When I’m asked what type of work I do, I often seem to grab for the just the right terms to describe it. But it’s a blind spot for me, I guess. I have been writing network protocol software and networked applications for over 25 years, am considered a network programming expert, and have co-authored three books on the subject, but am not real big on buzzwords. When I mention I write software to make networks more useful, people assume it’s a web type of thing.

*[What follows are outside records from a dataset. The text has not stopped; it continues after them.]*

PR #531, opened 2026-09-18
feat(ui): add kanagawa wave and lotus themes

dmitrydoni:
## What changed

Two entries in `internal/ui/theme.go` — `kanagawa wave` (dark) and `kanagawa lotus` (light) — plus the palette list in `docs/usage.md` and `kanagawa lotus` in the two light-theme lists in `theme_test.go`.

Nothing else moves. Picker order keeps the existing shape: `kanagawa wave` closes the dark block after `monochrome`, `kanagawa lotus` closes the light block after `paper`.

## Why

Kanagawa is a common terminal palette, and every shipped theme reads as a seam against it. The manager repaints the terminal background to match the theme (OSC 11), which is exactly the feature that makes a missing palette visible rather than merely a preference.

Closes #522

### Required behavior

Two palettes that are recognisably Kanagawa, resolved from the upstream source rather than translated by eye, and clearing the contrast floors in `TestThemeTextContrast`.

### Why this approach

Per the maintainer's note on #522, the palettes come from `lua/kanagawa/themes.lua` upstream, not from the bundled chroma styles: chroma's are syntax roles, these are UI roles. `ui` supplies the surfaces and the text, `syn` and `diag` supply the accents and the status colours. One rule per token, applied to both variants:

| Token | Upstream role | wave | lotus |
|---|---|---|---|
| `Bg` | `ui.bg` | `#1f1f28` sumiInk3 | `#f2ecbc` lotusWhite3 |
| `Surface` | surfaces, one step | `#2a2a37` sumiInk4 (`bg_p1`) | `#dcd5ac` lotusWhite1 (`bg_m2`) |
| `Overlay` / `Border` | surfaces, two steps | `#363646` sumiInk5 (`bg_p2`) | `#d5cea3` lotusWhite0 (`bg_m3`) |
| `Bright` | full-strength fg | `#dcd7ba` fujiWhite (`ui.fg`) | `#43436c` lotusInk2 (`ui.fg_dim`) |
| `Text` | the other fg | `#c8c093` oldWhite (`ui.fg_dim`) | `#545464` lotusInk1 (`ui.fg`) |
| `Dim` | `ui.special` | `#938aa9` springViolet1 | `#766b90` lotusViolet2 |
| `Subtle` / `Idle` | `syn.comment` | `#727169` fujiGray | `#8a8980` lotusGray3 |
| `Accent` | `syn.fun` | `#7e9cd8` crystalBlue | `#4d699b` lotusBlue4 |
[...]

PR #548, opened 2026-09-19
feat(ui): switch theme follows OS to the theme's own counterpart

### LINKED ISSUE #533: theme follows OS: switch to the theme's own light/dark counterpart
### What are you trying to do

Follow-up from #522, where you suggested a separate issue for this.

**What happens now.** With *theme follows OS* on, `autoThemeName` (`internal/ui/model.go`) keeps the stored theme when it is already on the detected side. On a mismatch it always jumps to `solarized light` or `classic`. So catppuccin mocha on a light Mac becomes solarized light, not catppuccin latte. Anyone who picked a palette family loses it every time the OS flips.

**What I have in mind.** On a mismatch, switch to the stored theme's own counterpart on the other side, when it has one. Otherwise, fall back to today's behaviour. Six families already ship both sides:

| dark | light |
|---|---|
| solarized dark | solarized light |
| catppuccin mocha | catppuccin latte |
| tokyo night | tokyo night day |
| gruvbox dark | gruvbox light |
| rosé pine | rosé pine dawn |
| kanagawa wave | kanagawa lotus (#531) |

`classic`, `nord`, `dracula`, `monochrome` and `paper` have no declared counterpart, so they keep the current fallback. I'm not proposing new pairings for them.

One way to do it: add a `Counterpart string` field on `Theme`, set on both sides of each pair. `autoThemeName` tries it before the fallback. A test can check that every counterpart names an existing theme on the opposite side of `lightBackdrop()` and points back. The existing `themeauto_test.go` cases stay valid, because nord and paper are unpaired.

Happy to send the PR once #531 lands, if the shape suits you.

### Anything else

agent-manager 0.37.0 on macOS.

dmitrydoni:
## What changed

- `Theme` gains a `Counterpart` field. The six families that ship both sides set it on both halves: solarized, catppuccin, tokyo night, gruvbox, rosé pine, kanagawa.
- `autoThemeName` tries the stored theme's counterpart on a polarity mismatch, before the `classic` / `solarized light` fallback.
- `TestThemeCounterpartsPair` checks that every counterpart exists, sits on the other side of `lightBackdrop()`, and names the theme back.
- `TestAutoThemeName` gains four cases: counterpart flips in both directions, and a paired theme already on the right side stays.
- `docs/usage.md` lists the pairs under **theme follows OS**.

## Why

With *theme follows OS* on, catppuccin mocha on a light Mac became solarized light, not catppuccin latte. Anyone who picked a palette family lost it on every OS flip.

Closes #533

### Required behavior

- On a mismatch, a paired theme switches to its own counterpart.
- An unpaired theme (`classic`, `nord`, `dracula`, `monochrome`, `paper`) keeps today's fallback. No new pairings are invented for them.
- A theme already on the detected side stays. An undetectable scheme changes nothing, as before.

### Why this approach

A field on `Theme`, not a side table next to `autoThemeName`, as agreed in #533. The pairing lives with the palette, so adding a family is one edit in `theme.go`. The symmetry test stops a future theme from half-pairing: a one-sided or same-side counterpart fails it. I checked this by pointing `kanagawa lotus` at `nord`, which fails with `kanagawa wave: counterpart "kanagawa lotus" points back to "nord"`.

## How it was verified

- [x] `go vet ./...` passes
- [ ] `go test -race ./...` passes. All packages pass except `internal/ui`, where tmux end-to-end tests fail on this machine with `no server running` / `server exited unexpectedly`. The same kind of failure happens on unmodified `main`: 7 failures there, 4 here, different tests on each run, and each passes when run alone. All theme tests pass (`-run 'Theme|LightBackdrop|AutoThemeName'`). CI is the reference.
- [x] `go build ./...` passes
- [x] Holds for every supported agent CLI and platform. Theme resolution is shared code, independent of tool and OS.

## Visual evidence

**Not applicable because:** the change adds no new visual state. It only picks which existing palette auto-detect lands on, and every palette involved already renders as shown in #531 and earlier. The table-driven cases in `TestAutoThemeName` pin the before/after mapping.

🤖 Generated with [Claude Code](https://claude.com/claude-code)

## Summary by CodeRabbit

* **New Features**
  * Automatic theme selection now switches to the matching light or dark variant within the same theme family when available.
  * Unpaired themes continue to use the appropriate default fallback.

* **Documentation**
  * Updated theme behavior documentation with examples of paired themes and fallback handling.

* **Tests**
  * Added coverage for theme pair relationships and automatic light/dark theme switching.


dmitrydoni:
@coderabbitai On the rationale-only comments nitpick: keeping these as they are. The two `model.go` doc comments already existed upstream, and this only updates them for the counterpart step. The `Counterpart` field comment matches every other field in `Theme`, each of which has one. The test comment gives the reason for the test: stopping a theme from being paired on one side only, which is the invariant #533 asked for.

YoanWai (approved):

Actually, I do networked applications and systems involving pretty much anything except the web. When I started doing this, I actually used serial lines and modems. DECnet, ring-net, and I helped implement the TCP/IP stack (twice) back when you needed US DoD permission to connect to the Internet. Although TCP/IP (and it’s assorted related protocols) drive the Internet today, TCP/IP is used in many applications that don’t touch “the Net”. Medical devices, automobiles, cell phones, industrial processes… practically anything involving more than one computer that needs to talk is what I put in the category of “networked application.”

Some people think it odd that I can specialize in such an area. After all, once you get some piece of software running in one computer, it’s pretty straight-forward to talk to another right? Aren’t there standards for that sort of thing? Well, yes there are. And the nice thing about them is that there are so many to choose from. And that’s just in the “plumbing” – once you put a network between two pieces of your system, the number of issues to be aware of and be able to work with explodes. Timing, byte orders, rogue data attacks, accidental complexities… the list goes on and on. And that’s where I come in – my job is to keep these issues from derailing projects, their schedules, and the jobs that depend on them. I love this stuff…

So the major purpose of this blog is to discuss issues related to networked programming and how to do it better. I hope you’ll join in and share your experiences too.

And if you are a buzzword-literate person and have a moment, do you have a better term for this than “networked applications”?